Bien que le groupe se considère comme non-partisan, les valeurs affichées reflètent la ligne de l’UDC. Environ 140 personnes ont assisté au premier symposium du groupe en juin 2011, avec comme invité Roger Köppel, rédacteur en chef de la Weltwoche, un hebdomadaire proche du parti conservateur.

Pourquoi un étranger en Suisse peut-il soutenir l’UDC et ses initiatives qui pointent régulièrement les étrangers? Le politologue Gianni D’Amato, de l’Université de Neuchâtel, met en avant le besoin de se sentir reconnu et accepté.

Selon Gianni D’Amato, l’UDC offre une image forte de l’identité suisse. «Mais c’est aussi une image datée. Fondamentalement, c’est la Suisse des années 50 et 60, quand tout allait bien.»

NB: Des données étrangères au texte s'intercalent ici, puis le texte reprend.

PR #8983, opened 2022-07-21
Fix handling of launch path when a repository location is still loading

gibsondan:
Summary:
Adding some defensive coding here when you try to programatically launch a run for a repo location that is still loading.

- has_external_pipeline should return False when a repo location is still loading, not throw an exception
- If you do manage to reach get_repository_location somehow while the location is still loading, it should raise an exception explaining that this is why rather than an issue from trying to call to_string() on a load error that doesn't exist

Will add a test in an environment where it's more feasible to have a location in a LOADING state

### DIFF
--- a/python_modules/dagster/dagster/_core/workspace/context.py
+++ b/python_modules/dagster/dagster/_core/workspace/context.py
@@ -112,10 +112,15 @@ class BaseWorkspaceRequestContext(IWorkspace):
         if location_entry.repository_location:
             return location_entry.repository_location
 
-        error_info = cast(SerializableErrorInfo, location_entry.load_error)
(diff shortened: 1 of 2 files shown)


alangenfeld (dismissed):

rexledesma (changes requested):
we should ensure that

- the old location is still used for launching runs during update
- submitting runs do not fail during the update step

rexledesma (changes requested):
a test for the loading code location entry should be pretty easy with mocks.

Also maybe we should raise a catch-all exception in the case that none of the conditional branches in this method execute? Right now it could technically return `None`

gibsondan:
@rexledesma test added!

rexledesma (approved):

PR #8990, opened 2022-07-21
Add public/deprecated annotation decorators

smackesey:
### Summary & Motivation

This adds `@public` and `@deprecated` annotations to a new submodule. We can use these for marking the public API.

I also moved the `@experimental` decorator in here, added the same kind of tag as used for public/deprecated, and deleted `@experimental_decorator` (folded its functionality into `@experimental`), and deleted some outdated experimental tests (we should be using the decorator and not calling the class/fn warning methods manually).

I paired the decorators with `is_public`, `is_deprecated`, and `is_experimental` predicates, which should give us freedom to easily change the implementation if we want to later.

Added unit tests.

### DIFF
--- a/python_modules/dagster/dagster/_annotations.py
+++ b/python_modules/dagster/dagster/_annotations.py
@@ -1,21 +1,113 @@
-from typing import Callable, TypeVar
+import inspect
+from functools import wraps
+from typing import Callable, Type, TypeVar, cast
+
+import dagster._check as check
+from dagster.utils.backcompat import (
+    experimental_class_warning,
+    experimental_decorator_warning,
+    experimental_fn_warning,
+)
 
 T_Callable = TypeVar("T_Callable", bound=Callable)
 
+##### PUBLIC
 
-def public(fn: T_Callable) -> T_Callable:
-    setattr(fn, "_public", True)
-    return fn
+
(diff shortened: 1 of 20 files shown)


smackesey:
* master
  * **PR #8990** <a href="https://app.graphite.dev/github/pr/dagster-io/dagster/8990" target="_blank">Graphite</a>  👈

This comment was auto-generated by [Graphite](https://app.graphite.dev/github/pr/dagster-io/dagster/8990?utm_source=stack-comment).

python_modules/dagster/dagster/_annotations.py
```diff
@@ -0,0 +1,113 @@
...
+
+
+def public(obj: T_Callable) -> T_Callable:
+    """
+    Mark a method on a public class as public. This distinguishes the method from "internal"
+    methods, which are methods that are public in the Python sense of being non-underscored, but
+    not intended for user access. Only `public` methods of a class are rendered in the docs.
+    """
+    check.callable_param(obj, "obj")
+    setattr(obj, "_public", True)
```
sryza, line 24: `_is_x` is generally preferred for booleans

sryza (approved):
Had one comment - otherwise looks good

PR #8992, opened 2022-07-21
create a top-level "env_vars" key in container context

gibsondan:
Summary;
Allows you to have a top-level set of contaienr context config that isn't specific to a particular environment. env_vars is the first entry.


benpankow (approved):
thank you for this 🙏

Issue #8532, opened 2022-06-21
In asset node, latest run shouldn't point to a run that targeted the multi-asset but didn't target the asset


sryza:
I navigated to an asset group with a set of dbt assets. I kicked off a materialization of one of them, and it failed. All of the dbt assets got their "latest run" updated to that run, and had the red warning box.

sryza:
@clairelin135 @bengotow do you know what would be required to fix this? Seems like it could be really easy or also could be really hard?

clairelin135:
@sryza Can you share a code example for this? I think I know the root cause but need to replicate

sryza:
Hmm, I tried to reproduce the error with this example, but was not successful:
```
from dagster import multi_asset, AssetOut, Output


@multi_asset(
    outs={"a": AssetOut(is_required=False), "b": AssetOut(is_required=False)}, can_subset=True
)
def multi(context):
    raise ValueError("fdsjk")
    for output_name in context.selected_output_names:
        yield Output(None, output_name)
```

The I tried it again on Purina and got the same problem. I tried to launch a materialization of just one of the dbt assets, but it appears that the run is actually trying to target all of the assets, based on the ops that are included in the run and the assets displayed at the top of the page.

clairelin135:
Both @OwenKephart and I have taken time to diagnose and replicate this issue. We've tried a lot of things, including:
- creating assets with the same structure as the purina DAG
- binding those assets to resources
- executing with docker run launcher and k8s run launcher
We've spent a significant amount of time to look into this and have still been unable to replicate this issue outside of the original purina DAG, it seems like there are probably rare conditions required for the bug to occur. 

I'll take time in the future to try and resolve this, but due to more urgent things on my plate I'll need to bump on this.

clairelin135:
@bengotow I was finally able to diagnose this error. Turns out that in Dagit, when an asset job requires config and the job is executed via the launchpad, [we supply a `SolidSelection`](https://github.com/dagster-io/dagster/blob/1961e51615540111d9cb16e540485bc598ceae13/js_modules/dagit/packages/core/src/launchpad/LaunchpadSession.tsx#L184) rather than an `AssetSelection`. 

We'd want to use a [pipeline selector like this one instead](https://github.com/dagster-io/dagster/blob/1961e51615540111d9cb16e540485bc598ceae13/js_modules/dagit/packages/core/src/assets/LaunchAssetExecutionButton.tsx#L299), that provides an asset selection.

[...]

PR #8994, opened 2022-07-21
Fix ReconstructablePipeline asset subselection bug

clairelin135:
I dug back into https://github.com/dagster-io/dagster/issues/8532 by looking back on the debug logs of this [run](https://elementl.dagster.cloud/prod/instance/runs/6d1aa926-8927-42f5-aa98-db122ff7c3c6) and we indeed did provide an `asset_selection` instead of a `solid_selection`. Turns out that the config launchpad providing `solid_selection` was a related bug but not the root cause of this issue. 

The root cause was that some run launchers such as the `K8sRunLauncher` that Cloud uses by default, we first create the run (with an asset selection) and then reconstruct the job via an execution snapshot created without the asset selection. This causes a mismatch between the selected steps/resources between the run and the execution plan. We needed to instead recreate the execution plan from the subsetted job. This PR makes this fix and adds a test for it.

This PR should resolve https://github.com/dagster-io/dagster/issues/8532.


OwenKephart (approved):
nice 🥇

PR #8998, opened 2022-07-22
Fix OpDefinition constructor

dpeng817:
Adds ins/outs arguments to OpDefinition constructor.

A bunch of gross logic for resolving between using input_defs/output_defs and ins/outs, which will go away in a 1.0 PR. 

I intentionally named the parameter on OpDefinition `outs` rather than `out`, to match with the outs property. Given that constructing OpDefinition directly is pretty advanced, I think it's fine for us to not include the convenience stuff that we have on the decorator, since it makes the internal logic simpler.


smackesey (approved):
bootiful

PR #8999, opened 2022-07-22
Remove submodule imports from doc snippets

smackesey:
### Summary & Motivation

This removes all submodule imports from docs snippets. In order to do this, I had to move imports for `script_relative_path` and `load_yaml_from_path` out of the imports actually shown to the user (these come from `dagster.utils`).

While this means the snippets that use these functions are not 100% self-contained, I think it is the best option-- we don't want to export these kinds of util functions from top-level dagster and it would clutter the docs to define them inline.

BK


smackesey:
* master
  * **PR #8999** <a href="https://app.graphite.dev/github/pr/dagster-io/dagster/8999" target="_blank">Graphite</a>  👈

This comment was auto-generated by [Graphite](https://app.graphite.dev/github/pr/dagster-io/dagster/8999?utm_source=stack-comment).

dpeng817 (approved):
Nice - I think this is the right move. Having to support `script_relative_path` at the top level had me rolling my eyes

PR #9002, opened 2022-07-22
add ability to customize disabled reason for permissions from server

gibsondan:

### DIFF
--- a/js_modules/dagit/packages/core/src/graphql/schema.graphql
+++ b/js_modules/dagit/packages/core/src/graphql/schema.graphql
@@ -2243,6 +2243,7 @@ type PartitionBackfills {
 type Permission {
   permission: String!
   value: Boolean!
+  disabledReason: String
 }
 
 type AssetLatestInfo {
--- a/python_modules/dagster-graphql/dagster_graphql/schema/permissions.py
+++ b/python_modules/dagster-graphql/dagster_graphql/schema/permissions.py
@@ -1,6 +1,7 @@
 import graphene
 
 import dagster._check as check
+from dagster._core.workspace.permissions import PermissionResult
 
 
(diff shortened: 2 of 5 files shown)


gibsondan:
* master
  * **PR #9002** <a href="https://app.graphite.dev/github/pr/dagster-io/dagster/9002" target="_blank">Graphite</a>  👈
    * **PR #9009** <a href="https://app.graphite.dev/github/pr/dagster-io/dagster/9009" target="_blank">Graphite</a> 

This comment was auto-generated by [Graphite](https://app.graphite.dev/github/pr/dagster-io/dagster/9002?utm_source=stack-comment).

python_modules/dagster/dagster/core/workspace/context.py
```diff
@@ -92,7 +92,7 @@ def version(self) -> Optional[str]:
 
     @property
     @abstractmethod
-    def permissions(self) -> Dict[str, bool]:
+    def permissions(self) -> Dict[str, PermissionResult]:
```
alangenfeld, line 95: some concern for this api change - i think mypy won't care if `PermissionResult` gets checked against directly as a bool which will always be True if its a tuple instance 

maybe `PermissionResult` should be a class impl that overrides `__bool__` / `__nonzero__` to handle checks against the object instead of the `enabled` property

gibsondan: @alangenfeld does the fact that there are only 2 callsites dull your concern at all? one in this file, the other in graphql for generating the perms for dagit

alangenfeld: that does help, though even just raising on `__bool__` / `__nonzero__` defensively is not a big code change so i think its worth considering

alangenfeld (approved):

PR #9005, opened 2022-07-22
[dagit] Improve asset lineage copy, default to hiding “secondary", show groups

bengotow:
### Summary & Motivation

Before:
image

After:
image

The only "link"-style assets you'll see on the lineage graph are source assets, which are not defined in any repo.


hellendag (approved):

sryza:
I think this is a big improvement:

A few thoughts:
- What would you think about "+" and "-" instead of arrows for incrementing/decrementing the depth?
- It looks weird to me that "Graph depth" is to the right of the depth chooser.
- When we're not displaying full depth, would there be some way to indicate that there are assets in the lineage that we're not showing? E.g. some sort of persistent toast inside at the top/bottom of the asset graph that says "Not all upstream/downstream assets show. Increase the depth to show more.".  Right now, if you know what you're doing, you can figure it out from the graying out of the increment/decrement buttons, but I don't think that would be obvious to newcomers to the UI.

bengotow:
Sorry for the delay on this one, I've applied the changes you suggested and I think it looks great. The -/+ buttons definitely make more sense than the arrows 👍 

image

sryza:
I like it!

PR #9006, opened 2022-07-22
[dagit] Switch to updated “segmented control” styles for ButtonGroup

bengotow:
### Summary & Motivation

This is a small PR that updates ButtonGroup to reflect the styling we discussed on Slack last month: 
https://elementl-workspace.slack.com/archives/C03CCE471E0/p1656010228830629

The goal of this change is to bring the border styling in line with our other components and make the button group look better when it's displayed in a toolbar with other inputs / buttons.

image

It also updates "JoinedButtons" so that the buttons are touching and there is no hairline gap between them.

Before:
image

Before:
image

After:
image

After:
image


hellendag (approved):
Sounds good to me!

PR #9937, opened 2022-10-07
[dagster-airbyte] Support union types while generating normalization tables

benpankow:
## Summary

Allows our normalization-table-generating logic to correctly handle [union types](https://docs.airbyte.com/understanding-airbyte/supported-data-types/), which appear in some connection definitions.

Also added support for the `types` field, which I have seen appear (perhaps erroneously) instead of `type` in some connectors.

## Test Plan

Added unit test.

### DIFF
--- a/python_modules/libraries/dagster-airbyte/dagster_airbyte/asset_defs.py
+++ b/python_modules/libraries/dagster-airbyte/dagster_airbyte/asset_defs.py
@@ -13,7 +13,6 @@ from typing import (
     Optional,
     Sequence,
     Set,
-    Union,
     cast,
 )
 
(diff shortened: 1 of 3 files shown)


python_modules/libraries/dagster-airbyte/dagster_airbyte/asset_defs.py
```diff
@@ -237,19 +252,29 @@ def _get_normalization_tables_for_schema(
...
-    # Array types are also broken into a new table
-    elif schema["type"] == "array" or "array" in schema["type"]:
-        out.append(prefix + key)
-        for k, v in schema["items"]["properties"].items():
-            out += _get_normalization_tables_for_schema(k, v, f"{prefix}{key}_")
+
+    sub_schemas = _get_sub_schemas(schema)
+
+    for sub_schema in sub_schemas:
+        schema_type = _get_schema_types(sub_schema)
```
OwenKephart, line 259: this logic might be slightly simpler if _get_schema_types returns Optional[List[str]] (rather than either str, List[str], or None).

OwenKephart (approved):
looks good, had one small note

PR #9940, opened 2022-10-08
Add tolerations, nodeSelector, and podSecurityContext to job/pod context (fixes #9924)

### LINKED ISSUE #9924: K8sContainerContext is missing tolerations, nodeSelector, and podSecurityContext
### Dagster version

1.0.11

### What's the issue?

When a run job/pod is created, it doesn't include _all_ the config of the user repo deployment, even if `includeConfigInLaunchedRuns.enabled` is `true`. It is missing `tolerations`, `nodeSelector`, and `podSecurityContext`.

I expected all the config specified in the elements of the `deployments` list to be copied to the run jobs/pods, if `includeconfigInLaunchedRuns.enabled` is `true.

We'd need to add those missing properties here:
https://github.com/dagster-io/dagster/blob/f5ea4b7d861d4966166b54bc575b7a3ebbfe7851/python_modules/libraries/dagster-k8s/dagster_k8s/container_context.py#L24

and here:
https://github.com/dagster-io/dagster/blob/4754109a27fd0aedb107e4101818d8e4c174d492/helm/dagster/charts/dagster-user-deployments/templates/helpers/_helpers.tpl#L97

### How to reproduce?

_No response_

### Deployment type

Dagster Helm chart

### Deployment details

_No response_

### Additional information

_No response_

craustin:
Still getting environment setup. Have not run formatter, linter, or tests yet.


gibsondan (commented):
@craustin thanks so much for doing this.

I believe this PR would get the job done for your specific needs, but another possibility that we've been considering here is exposing the whole pod_spec_config as a dictionary on K8sContainerContext and swapping it in - that way as more of these configuration fields inevitably come up we could take them all out in one config field. Curious what you think about that direction - kind of generalization of this PR to one big dictionary field instead of three separate individual fields.

gibsondan:
(and sorry for the delay in getting to reviewing this PR)

gibsondan:
The trickiest bit I think would be the merge() implementation for pod_spec_config, there are a couple of options there but just doing a key-level merge, preferring the second one, may be the simplest place to start.

craustin:
Yes, that'd be great. 👍  It definitely felt like a more general solution would be best since that PR required so many similar updates in so many places.

gibsondan (changes requested):
Requesting changes for that suggestion as I think its the best way to keep from having to re-implement the whole k8s spec here :) Happy to work with you on that or I suspect we will add it ourselves fairly soon as well

ion-elgreco:
@gibsondan any plans to fix this?

cmpadden:
Closing due to inactivity and merge conflicts; please re-open if necessary, thank you

PR #9945, opened 2022-10-10
Data pipeline smoke test example

sryza:
### Summary & Motivation

This is the code that backs the upcoming data pipeline smoke test blog post


examples/assets_smoke_test/assets_smoke_test/pure_python_assets.py
```diff
@@ -0,0 +1,41 @@
...
+                "change": "string",
+            }
+        ),
+    },
+)
+
+
+@asset
+def country_populations(raw_country_populations) -> DataFrame:
+    country_populations = raw_country_populations.copy()
```
OwenKephart, line 24: I guess this is necessary when outputs are passed in-memory? or is there something more to this line?

python_modules/dagster/dagster/_core/definitions/metadata/table.py
```diff
@@ -121,6 +121,17 @@ def __new__(
             ),
         )
 
+    @public
+    @staticmethod
+    def from_name_type_dict(name_type_dict: Mapping[str, str]):
```
OwenKephart, line 126: this is clutch

examples/assets_smoke_test/assets_smoke_test_tests/smoke_test_python_and_dbt_assets.py
```diff
@@ -0,0 +1,50 @@
...
+
+
+def test_smoke_all():
+    snowflake_config = {
+        "user": os.environ["SNOWFLAKE_USER"],
+        "password": os.environ["SNOWFLAKE_PASSWORD"],
+        "account": os.environ["SNOWFLAKE_ACCOUNT"],
+    }
+
+    database_name = os.environ["SNOWFLAKE_DATABASE"]
```
OwenKephart, line 24: I see that database_name gets used later on, but I think it might be easier to read this test if the database is added to snowflake_config here, then pulled out of the dictionary on line 39.

examples/assets_smoke_test/dbt_project/config/profiles.yml
```diff
@@ -0,0 +1,28 @@
...
+      user: "{{ env_var('SNOWFLAKE_USER') }}"
+      password: "{{ env_var('SNOWFLAKE_PASSWORD') }}"
+
+      database: "{{ env_var('SNOWFLAKE_DATABASE') }}"
+      schema: PUBLIC
+      warehouse: ELEMENTL
+      client_session_keep_alive: False
+
+
+    smoke_test:
```
OwenKephart, line 18: why have two targets here if their config is identical? should we potentially write the smoke test outputs to a different schema or database?

examples/assets_smoke_test/assets_smoke_test/pure_python_assets.py
sryza: yeah, exactly

examples/assets_smoke_test/dbt_project/config/profiles.yml
sryza: the thinking was that in real life they'd end up varying. I'll vary the names of the env variables to make that more clear

PR #9950, opened 2022-10-10
Make the default_job_io_manager overridable via env

johannkm:
allow injecting a configurable class as the default io manager

Currently doesn't support injecting config- we don't need it, and yaml inside an env var would be gross

### DIFF
--- a/python_modules/dagster/dagster/_core/definitions/job_definition.py
+++ b/python_modules/dagster/dagster/_core/definitions/job_definition.py
@@ -1,3 +1,5 @@
+import importlib
+import os
 from functools import update_wrapper
 from typing import (
     TYPE_CHECKING,
@@ -47,7 +49,7 @@ from dagster._core.selector.subset_selector import (
     OpSelectionData,
     parse_op_selection,
 )
-from dagster._core.storage.io_manager import io_manager
+from dagster._core.storage.io_manager import IOManagerDefinition, io_manager
 from dagster._core.utils import str_format_set
 from dagster._utils import merge_dicts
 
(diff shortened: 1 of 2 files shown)


johannkm:
* master
  * **PR #9950** <a href="https://app.graphite.dev/github/pr/dagster-io/dagster/9950" target="_blank">Graphite</a>  👈

This comment was auto-generated by [Graphite](https://app.graphite.dev/github/pr/dagster-io/dagster/9950?utm_source=stack-comment).

sryza (commented):
I started a thread with Nick to discuss the possibility of a more generic mechanism for the deployment to set resources.

Assuming we don't do that and we do go with this approach, main bits of feedback are:
- Pointing to a ResourceDefinition instead of a class would give us the flexibility to make the resource a context manager, and make it easier to provide config in the future if needed.
- I don't believe the implementation here will work for SDAs. I think that we provide the fs_io_manager to SDAs inside `with_resources`.  Worth testing.

python_modules/dagster/dagster/_core/definitions/job_definition.py
```diff
@@ -832,6 +836,19 @@ def get_direct_input_values_from_job(target: PipelineDefinition) -> Mapping[str,
...
+    module_name = os.getenv("DAGSTER_DEFAULT_IO_MANAGER_MODULE")
+    class_name = os.getenv("DAGSTER_DEFAULT_IO_MANAGER_CLASS")
+    if module_name and class_name:
+        from dagster._core.storage.io_manager import IOManager
+
+        io_manager_override = ConfigurableClassData(
+            module_name=module_name, class_name=class_name, config_yaml=yaml.dump({})
+        ).rehydrate()
+        check.invariant(isinstance(io_manager_override, IOManager))
+        return io_manager_override
```
shalabhc, line 849: Can we use a single env var - since you need both for this to work?

Also can you add a note re why we need the `ConfigurableClassData` and it is not just a simple `import()` like the default one.

johannkm: > Can we use a single env var
Not sure I follow. Like concatenate the strings?

johannkm:
@sryza 

For SDA's: I added a test that passes. Looks like it's injected to asset jobs here: 
https://github.com/dagster-io/dagster/blob/johann/10-10-Add_env_vars_to_override_default_job_io_manager/python_modules/dagster/dagster/_core/definitions/assets_job.py#L88
Any caveats with that though? I could imagine it won't work with load_asset_value?

> ResourceDefinition instead of a class would give us the flexibility to make the resource a context manager, and make it easier to provide config in the future if needed.

My take here is we can be very restrictive- we don't need to offer config of to be a context manager for our usecase. Is it worth being more general? What would the ResourceDefinition appraoch look like? A class that inherits from IOManagerDefinition and ConfigurableClass?

sryza:
> Any caveats with that though? I could imagine it won't work with load_asset_value?

I'm imagining the case where someone doesn't define a job at all - they just define some assets and then materialize them. Thinking about it more, that probably does already work, because everything is turned into a job behind the scenes before being shipped to the frontend.  But it might be worth testing.

> My take here is we can be very restrictive- we don't need to offer config of to be a context manager for our usecase.

We don't need to right now, but I think it's easy to imagine backing it with an implementation that needs to do some teardown at the end of a step.

> What would the ResourceDefinition appraoch look like? A class that inherits from IOManagerDefinition and ConfigurableClass?

I was imagining just pointing to an attribute that's defined at module scope and is an IOManagerDefinition.

johannkm:
Updated to point at an IOManagerDefinition

sryza (approved):
nice

python_modules/dagster/dagster/_core/definitions/job_definition.py
sryza: It can get a little confusing because `.` is also the delimiter for components within a Python package path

Et le politologue d’ajouter que l’UDC a besoin de membres issus de l’immigration. «Cela permet au parti de dire qu’il ne fait pas de discrimination à l’égard des étrangers.»

Provoquer le changement

Croate et Suisse, Niko Trlin a participé à la fondation de la Neue Heimat Zoug, première branche cantonale du groupe Neue Heimat Schweiz. Il soutient l’UDC parce que, selon lui, c’est l’un des seuls partis qui porte les «valeurs suisses». « Je voulais contribuer à la conservation de la vie privilégiée que nous avons en Suisse», explique-t-il.

Il comprend que sa position puisse surprendre, vu son origine croate: «Mais si je veux changer les choses concernant les étrangers, il n’est pas bon de crier depuis l’autre rive de la rivière. Je dois être au milieu de l’action.»

Yvette Estermann siège au Conseil national depuis 2007. Elle est l’une des personnes naturalisées au Parlement à l’heure actuelle avec la socialiste Ada Marra, d’origine italienne.

Yvette Estermann a obtenu la nationalité suisse en 1999, avant d’adhérer l’année suivante à l’UDC à Kriens, dans le canton de Lucerne. Elle assure n’avoir eu aucune difficulté à choisir un parti auquel adhérer. En regardant les débats politiques à la télévision, elle a été impressionnée par Christoph Blocher, la figure de proue du parti: «Il fait des déclarations claires. Il est authentique. En étudiant le programme de l’UDC, ça m’a confirmé que c’était la bonne direction.»

Plus suisse que les Suisses

Le programme du parti pour la législature 2011-2015 tient dans un document de plus de 100 pages rempli de statistiques, de citations et de photos sur papier glacé. Les arguments du parti sont décrits en détail. «Quand les gens votent pour l’UDC, nous voulons qu’ils sachent exactement ce qu’ils vont obtenir, dit le texte d’introduction. L’UDC parle d’une voix claire et suit une direction claire et fiable.»

Certaines de ces valeurs – comme la souveraineté, la démocratie directe et la responsabilité personnelle – sont revendiquées par la plupart des partis politiques suisses. D’autres thèmes – comme le rejet de l’adhésion à l’UE et la réduction de la criminalité par l’expulsion des criminels étrangers – ne le sont pas.

Alors, y a-t-il de bons et de mauvais étrangers? Non, répond le président du parti Toni Brunner, mais «comme partout, il y a de bonnes et de mauvaises personnes, tant parmi les étrangers que les Suisses. Des criminels qui ne respectent pas la loi ou mettent leur propre culture au-dessus de la législation du pays.» Toute personne qui vit en Suisse doit respecter la Constitution suisse, insiste Toni Brunner.

Se mobiliser pour l’identité suisse ne pose pas de problème pour Yvette Estermann. En 2008, elle a présenté une motion au parlement exigeant des parlementaires qu’ils chantent l’hymne national avant le début de chaque nouvelle session. « Beaucoup ont apprécié et dit: vous nous enseignez comment être suisse.»

Quant à Toni Brunner, il me sert chaleureusement la main en apprenant ma récente naturalisation : «Félicitations! Bienvenue. Il ne doit pas être facile de devenir suisse. Mais quand vous le devenez, c’est un privilège qui signifie que la citoyenneté permet de contribuer aux décisions. La lutte pour ce droit vaut la peine, même si cela prend cinq ou dix ans.»